(ENTRIES SHOWN)

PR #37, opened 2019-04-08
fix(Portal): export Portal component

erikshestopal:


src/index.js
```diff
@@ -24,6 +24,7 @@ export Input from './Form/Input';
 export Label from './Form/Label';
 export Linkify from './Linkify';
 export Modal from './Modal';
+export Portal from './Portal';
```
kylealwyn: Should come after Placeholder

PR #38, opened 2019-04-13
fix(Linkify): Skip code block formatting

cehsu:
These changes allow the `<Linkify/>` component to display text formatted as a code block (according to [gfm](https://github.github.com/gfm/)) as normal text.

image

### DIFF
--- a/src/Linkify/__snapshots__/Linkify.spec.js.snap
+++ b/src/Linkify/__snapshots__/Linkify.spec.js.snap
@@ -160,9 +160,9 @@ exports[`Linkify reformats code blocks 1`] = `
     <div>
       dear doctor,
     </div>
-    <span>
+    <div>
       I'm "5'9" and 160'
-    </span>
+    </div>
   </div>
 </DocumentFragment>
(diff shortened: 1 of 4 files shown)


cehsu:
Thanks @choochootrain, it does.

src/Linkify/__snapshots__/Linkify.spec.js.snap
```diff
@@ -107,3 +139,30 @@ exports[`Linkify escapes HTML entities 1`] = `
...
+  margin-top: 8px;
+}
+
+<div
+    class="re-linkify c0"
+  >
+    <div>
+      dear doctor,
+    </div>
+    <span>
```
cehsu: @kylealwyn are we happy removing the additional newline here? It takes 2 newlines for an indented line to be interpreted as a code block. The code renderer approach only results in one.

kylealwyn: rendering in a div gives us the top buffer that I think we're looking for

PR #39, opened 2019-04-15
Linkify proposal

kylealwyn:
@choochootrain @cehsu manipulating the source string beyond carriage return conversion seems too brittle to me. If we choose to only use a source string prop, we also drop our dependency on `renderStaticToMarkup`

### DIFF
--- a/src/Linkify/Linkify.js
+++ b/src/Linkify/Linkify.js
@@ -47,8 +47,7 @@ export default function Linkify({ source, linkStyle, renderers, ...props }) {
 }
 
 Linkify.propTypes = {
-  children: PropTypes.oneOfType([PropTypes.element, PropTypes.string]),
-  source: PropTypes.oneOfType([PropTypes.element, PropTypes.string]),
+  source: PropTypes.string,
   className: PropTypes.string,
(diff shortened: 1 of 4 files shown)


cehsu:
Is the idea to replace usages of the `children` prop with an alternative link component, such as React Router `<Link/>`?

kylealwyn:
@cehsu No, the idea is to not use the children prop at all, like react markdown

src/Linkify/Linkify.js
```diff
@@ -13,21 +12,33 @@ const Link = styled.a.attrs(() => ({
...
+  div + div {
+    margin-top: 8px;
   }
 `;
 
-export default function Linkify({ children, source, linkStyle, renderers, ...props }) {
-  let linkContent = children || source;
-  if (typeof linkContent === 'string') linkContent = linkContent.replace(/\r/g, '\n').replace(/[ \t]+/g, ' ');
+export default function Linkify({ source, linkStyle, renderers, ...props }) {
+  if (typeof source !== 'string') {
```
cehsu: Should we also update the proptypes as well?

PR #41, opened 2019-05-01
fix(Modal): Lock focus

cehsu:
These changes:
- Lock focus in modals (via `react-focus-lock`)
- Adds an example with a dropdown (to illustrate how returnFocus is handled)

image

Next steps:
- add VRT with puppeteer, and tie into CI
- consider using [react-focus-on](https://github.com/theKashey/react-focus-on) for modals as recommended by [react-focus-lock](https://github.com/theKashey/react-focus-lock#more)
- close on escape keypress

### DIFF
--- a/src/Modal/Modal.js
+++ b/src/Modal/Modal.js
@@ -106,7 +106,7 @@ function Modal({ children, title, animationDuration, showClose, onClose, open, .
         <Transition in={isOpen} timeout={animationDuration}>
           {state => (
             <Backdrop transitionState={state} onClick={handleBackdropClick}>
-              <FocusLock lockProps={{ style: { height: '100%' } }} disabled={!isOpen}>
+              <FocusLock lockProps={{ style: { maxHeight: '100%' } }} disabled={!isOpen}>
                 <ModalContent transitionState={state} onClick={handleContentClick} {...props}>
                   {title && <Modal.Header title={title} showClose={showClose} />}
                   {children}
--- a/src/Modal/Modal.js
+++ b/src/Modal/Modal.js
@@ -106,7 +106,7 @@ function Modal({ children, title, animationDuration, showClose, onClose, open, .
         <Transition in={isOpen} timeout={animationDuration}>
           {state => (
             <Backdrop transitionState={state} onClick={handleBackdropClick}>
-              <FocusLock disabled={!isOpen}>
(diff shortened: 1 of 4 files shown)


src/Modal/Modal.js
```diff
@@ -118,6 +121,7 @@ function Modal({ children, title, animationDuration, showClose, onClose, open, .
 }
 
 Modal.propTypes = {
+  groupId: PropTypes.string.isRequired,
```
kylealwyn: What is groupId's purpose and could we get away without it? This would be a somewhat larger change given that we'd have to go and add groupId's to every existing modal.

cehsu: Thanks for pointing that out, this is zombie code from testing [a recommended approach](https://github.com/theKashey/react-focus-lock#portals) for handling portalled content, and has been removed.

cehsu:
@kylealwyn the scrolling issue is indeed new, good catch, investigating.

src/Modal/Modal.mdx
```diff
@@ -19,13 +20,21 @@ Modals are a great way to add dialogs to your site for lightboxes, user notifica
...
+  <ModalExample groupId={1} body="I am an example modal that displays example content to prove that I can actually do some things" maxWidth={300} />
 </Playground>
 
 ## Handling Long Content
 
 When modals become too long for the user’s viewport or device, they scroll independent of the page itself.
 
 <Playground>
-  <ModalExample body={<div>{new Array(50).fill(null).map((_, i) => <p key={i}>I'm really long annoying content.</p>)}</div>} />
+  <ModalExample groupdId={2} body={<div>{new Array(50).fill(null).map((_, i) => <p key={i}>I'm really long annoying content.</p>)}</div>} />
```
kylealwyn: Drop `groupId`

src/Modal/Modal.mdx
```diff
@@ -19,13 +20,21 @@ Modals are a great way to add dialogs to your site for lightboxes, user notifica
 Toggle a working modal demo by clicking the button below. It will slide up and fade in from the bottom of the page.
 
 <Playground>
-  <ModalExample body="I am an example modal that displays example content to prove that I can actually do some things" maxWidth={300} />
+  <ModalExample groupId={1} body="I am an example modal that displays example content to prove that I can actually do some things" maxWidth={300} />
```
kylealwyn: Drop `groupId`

(End ENTRIES SHOWN)
(ENTRIES SHOWN)

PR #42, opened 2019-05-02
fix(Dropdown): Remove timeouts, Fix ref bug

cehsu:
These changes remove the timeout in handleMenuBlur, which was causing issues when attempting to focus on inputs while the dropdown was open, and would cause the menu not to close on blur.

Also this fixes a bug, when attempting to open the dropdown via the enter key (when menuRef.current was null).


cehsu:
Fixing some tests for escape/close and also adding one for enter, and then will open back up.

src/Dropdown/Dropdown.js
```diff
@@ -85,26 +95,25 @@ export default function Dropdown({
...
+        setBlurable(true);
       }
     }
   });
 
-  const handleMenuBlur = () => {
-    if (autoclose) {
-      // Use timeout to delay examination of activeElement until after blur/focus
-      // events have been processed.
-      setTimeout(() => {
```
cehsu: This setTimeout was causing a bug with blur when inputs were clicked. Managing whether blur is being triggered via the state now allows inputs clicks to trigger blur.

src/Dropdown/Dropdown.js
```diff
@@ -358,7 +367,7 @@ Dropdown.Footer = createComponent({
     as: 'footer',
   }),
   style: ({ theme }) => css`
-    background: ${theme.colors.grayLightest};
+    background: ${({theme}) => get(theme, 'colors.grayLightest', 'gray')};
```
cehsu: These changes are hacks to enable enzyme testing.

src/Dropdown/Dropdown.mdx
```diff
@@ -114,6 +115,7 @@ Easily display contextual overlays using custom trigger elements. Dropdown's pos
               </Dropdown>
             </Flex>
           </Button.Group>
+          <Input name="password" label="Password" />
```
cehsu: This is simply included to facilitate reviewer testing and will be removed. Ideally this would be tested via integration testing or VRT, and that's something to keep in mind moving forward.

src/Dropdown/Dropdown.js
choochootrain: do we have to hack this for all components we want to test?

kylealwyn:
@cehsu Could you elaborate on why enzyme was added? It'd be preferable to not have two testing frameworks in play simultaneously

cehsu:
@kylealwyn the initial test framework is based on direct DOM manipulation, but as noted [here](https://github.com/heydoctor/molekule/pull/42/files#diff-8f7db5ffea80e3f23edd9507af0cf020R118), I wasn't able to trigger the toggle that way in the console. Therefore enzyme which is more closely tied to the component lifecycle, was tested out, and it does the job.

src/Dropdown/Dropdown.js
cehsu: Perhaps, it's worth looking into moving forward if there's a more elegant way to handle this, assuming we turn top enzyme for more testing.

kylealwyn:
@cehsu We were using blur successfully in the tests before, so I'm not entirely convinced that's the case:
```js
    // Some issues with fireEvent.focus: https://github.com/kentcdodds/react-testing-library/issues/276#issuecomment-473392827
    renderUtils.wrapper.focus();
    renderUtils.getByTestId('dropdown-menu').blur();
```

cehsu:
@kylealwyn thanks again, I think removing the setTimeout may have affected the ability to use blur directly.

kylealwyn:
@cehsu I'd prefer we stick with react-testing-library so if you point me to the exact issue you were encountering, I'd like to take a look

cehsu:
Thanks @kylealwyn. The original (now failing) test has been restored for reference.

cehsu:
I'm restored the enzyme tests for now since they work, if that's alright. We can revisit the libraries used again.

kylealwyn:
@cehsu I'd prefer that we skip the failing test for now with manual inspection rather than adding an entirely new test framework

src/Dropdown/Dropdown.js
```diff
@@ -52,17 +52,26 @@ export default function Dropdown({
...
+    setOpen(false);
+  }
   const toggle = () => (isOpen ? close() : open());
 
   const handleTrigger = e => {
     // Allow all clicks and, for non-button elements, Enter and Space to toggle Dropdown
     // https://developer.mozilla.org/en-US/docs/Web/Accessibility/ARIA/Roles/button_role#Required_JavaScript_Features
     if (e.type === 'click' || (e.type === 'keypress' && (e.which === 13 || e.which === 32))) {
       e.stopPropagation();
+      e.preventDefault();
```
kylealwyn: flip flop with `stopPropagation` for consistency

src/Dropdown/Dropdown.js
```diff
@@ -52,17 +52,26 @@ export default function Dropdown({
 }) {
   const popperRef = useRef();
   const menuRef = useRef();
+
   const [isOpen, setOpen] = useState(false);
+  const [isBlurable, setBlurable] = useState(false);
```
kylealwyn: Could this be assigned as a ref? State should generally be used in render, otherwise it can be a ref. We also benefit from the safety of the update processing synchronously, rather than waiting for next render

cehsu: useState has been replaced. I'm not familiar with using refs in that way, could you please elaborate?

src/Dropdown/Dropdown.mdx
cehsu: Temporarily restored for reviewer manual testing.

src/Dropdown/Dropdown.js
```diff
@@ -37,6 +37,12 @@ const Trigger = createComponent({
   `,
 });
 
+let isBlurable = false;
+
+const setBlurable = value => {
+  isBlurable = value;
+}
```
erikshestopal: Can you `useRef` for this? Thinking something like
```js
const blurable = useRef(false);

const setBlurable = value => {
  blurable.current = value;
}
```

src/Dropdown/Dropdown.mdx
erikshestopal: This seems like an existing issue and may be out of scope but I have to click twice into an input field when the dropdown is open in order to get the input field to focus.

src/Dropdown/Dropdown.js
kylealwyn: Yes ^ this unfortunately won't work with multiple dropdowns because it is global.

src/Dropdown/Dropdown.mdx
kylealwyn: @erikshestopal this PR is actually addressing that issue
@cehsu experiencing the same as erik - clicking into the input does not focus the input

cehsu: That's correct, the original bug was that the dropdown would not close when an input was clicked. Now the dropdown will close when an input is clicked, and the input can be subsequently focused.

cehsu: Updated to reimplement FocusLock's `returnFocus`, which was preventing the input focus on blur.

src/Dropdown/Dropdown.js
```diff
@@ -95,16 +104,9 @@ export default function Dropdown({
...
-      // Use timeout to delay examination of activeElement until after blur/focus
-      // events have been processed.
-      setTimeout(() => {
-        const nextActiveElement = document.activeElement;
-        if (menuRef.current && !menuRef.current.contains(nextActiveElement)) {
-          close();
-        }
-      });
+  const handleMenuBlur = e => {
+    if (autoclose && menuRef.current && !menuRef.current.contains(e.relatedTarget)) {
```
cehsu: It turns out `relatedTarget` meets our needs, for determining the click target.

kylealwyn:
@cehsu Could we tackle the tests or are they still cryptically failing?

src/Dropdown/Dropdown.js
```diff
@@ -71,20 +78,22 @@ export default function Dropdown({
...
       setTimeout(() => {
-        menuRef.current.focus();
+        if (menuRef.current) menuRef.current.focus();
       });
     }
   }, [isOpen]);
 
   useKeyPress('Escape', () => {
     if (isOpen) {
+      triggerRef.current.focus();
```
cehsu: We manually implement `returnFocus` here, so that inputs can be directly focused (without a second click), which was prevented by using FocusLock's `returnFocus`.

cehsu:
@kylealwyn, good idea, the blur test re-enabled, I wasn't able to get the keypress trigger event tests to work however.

(End ENTRIES SHOWN)

(WORK ITEM):
Search the listing for the string "causing". Copy each line where it is found.

(PROBLEM SOLUTION):
These changes remove the timeout in handleMenuBlur, which was causing issues when attempting to focus on inputs while the dropdown was open, and would cause the menu not to close on blur.
cehsu: This setTimeout was causing a bug with blur when inputs were clicked. Managing whether blur is being triggered via the state now allows inputs clicks to trigger blur.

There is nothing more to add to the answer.